Y de nuevo, junto con ese rosario de recuerdos, brotaba otra serie en su
mente que se refería a cómo su enfermedad había progresado y empeorado. También
en ello cuanto más lejos miraba hacia atrás, más vida había habido. Más vida y
más de lo mejor que la vida ofrece. Y una y otra cosa se fundían. «Al par que
mis dolores iban empeorando, también iba empeorando mi vida» -pensaba. Sólo un
punto brillante había allí atrás, al comienzo de su vida, pero luego todo fue
ennegreciéndose y acelerándose cada vez más.
«En razón inversa al cuadrado de la distancia de la muerte» -se decía. Y
el ejemplo de una piedra que caía con velocidad creciente apareció en su
conciencia. La vida, serie de crecientes sufrimientos, vuela cada vez más
velozmente hacia su fin, que es el sufrimiento más horrible. «Estoy volando...»

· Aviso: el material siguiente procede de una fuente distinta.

PR #457, opened 2026-08-01
standalone: remove the Möbius return pill and streamline the install card

miljanm:
### The "Open in Möbius" pill

An installed app carried a floating "Open in Möbius" pill, fixed to the bottom-right corner, sitting **on top of the app's own content**. In a globe app it covered a row of the country list.

It offered a trip back to the workspace that the Home Screen icon and the browser already provide. An installed app should look like an app, not like a page with a way out.

I want to be straight that this one is a judgement call rather than a defect, and it is the last layer of the stack precisely so it can be declined without blocking anything before it. If the pill is load-bearing for navigation patterns I am not seeing, drop this commit and the rest of the stack is unaffected.

### The install card

The card now carries exactly what it needs: the icon, the app's name, the one sentence that does the work, and a way to close.

- **The tagline goes.** "Keep it one tap away" argued for a decision already made by everyone who reached that page.
- **The instruction loses its panel.** A bordered box inside a bordered card is nesting that buys nothing once the sentence *is* the card's body. It gets the room instead of the border, centred and balanced.
- **Identity stacks and centres**, icon at 72px with a soft drop, so the card reads top to bottom in one line of sight rather than as a header plus contents.
- **The action button appears only when it can do something** — fire a native install prompt, or reveal guidance not yet on screen. On iPhone neither is ever true, so the card ends at the sentence rather than at a button whose only effect was closing a dialog that already has a close. Focus follows to whichever control is actually rendered.

The card narrows to 370px with more vertical padding: less content wants less width, or the sentence stretches into a line too long to scan.

## Review shape

Fourth and last of the stack, and the most opinionated. Declining it costs nothing earlier in the chain.

### DIFF
--- a/frontend/src/components/StandaloneApp/StandaloneApp.css
+++ b/frontend/src/components/StandaloneApp/StandaloneApp.css
@@ -6,39 +6,6 @@
   color: var(--text, #e8e8e8);
 }
 
-.standalone-app__mobius-link {
-  position: fixed;
-  right: max(14px, env(safe-area-inset-right));
-  bottom: max(14px, env(safe-area-inset-bottom));
-  z-index: 20;
-  display: flex;
-  align-items: center;
-  gap: 7px;
-  min-height: 42px;
-  padding: 0 13px;
-  border: 1px solid color-mix(in srgb, var(--text, #fff) 14%, transparent);
-  border-radius: 999px;
-  background: color-mix(in srgb, var(--bg, #0d0d0d) 86%, transparent);
-  box-shadow: 0 8px 24px rgba(0, 0, 0, 0.22);
-  color: var(--text, #fff);
-  font: 600 12px/1 var(--font, system-ui, sans-serif);
-  text-decoration: none;
-  backdrop-filter: blur(14px);
-  opacity: 0.72;
-  transition: opacity 160ms ease, transform 160ms ease;
-}
-
-.standalone-app__mobius-link:hover,
-.standalone-app__mobius-link:focus-visible {
-  opacity: 1;
-  transform: translateY(-1px);
-}
-
-.standalone-app--immersive .standalone-app__mobius-link {
-  opacity: 0;
-  pointer-events: none;
-}
-
 .standalone-app__update {
   position: fixed;
   top: max(14px, env(safe-area-inset-top));
@@ -129,9 +96,9 @@
 
 .standalone-install {
   position: relative;
-  width: min(430px, 100%);
+  width: min(370px, 100%);
   max-height: calc(100dvh - 32px);
-  padding: 22px;
+  padding: 30px 26px 26px;
   overflow: auto;
   border: 1px solid var(--border, #333);
   border-radius: 20px;
@@ -142,11 +109,11 @@
 
 .standalone-install__identity {
   display: flex;
+  flex-direction: column;
   align-items: center;
   gap: 14px;
 }
 
-.standalone-install__identity p,
 .standalone-app--message p {
   margin: 5px 0 0;
   color: var(--muted, #aaa);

Se estremeció, cambió de postura, quiso resistir, pero sabía que la resistencia
era imposible; y otra vez, con ojos cansados de mirar, pero incapaces de no
mirar lo que estaba delante de él, miró fijamente el respaldo del sofá y esperó
-esperó esa caída espantosa, el choque y la destrucción. «La resistencia es
imposible -se dijo. -Pero si pudiera comprender por qué! Pero eso, también, es
imposible. Se podría explicar si pudiera decir que no he vivido como debía.
Pero es imposible decirlo» -se declaró a sí mismo, recordando la licitud,
corrección y decoro de toda su vida. «Eso es absolutamente imposible de admitir
-pensó, con una sonrisa irónica en los labios como si alguien pudiera verla y
engañarse. -No hay explicación! Sufrimiento, muerte... ¿Por qué?»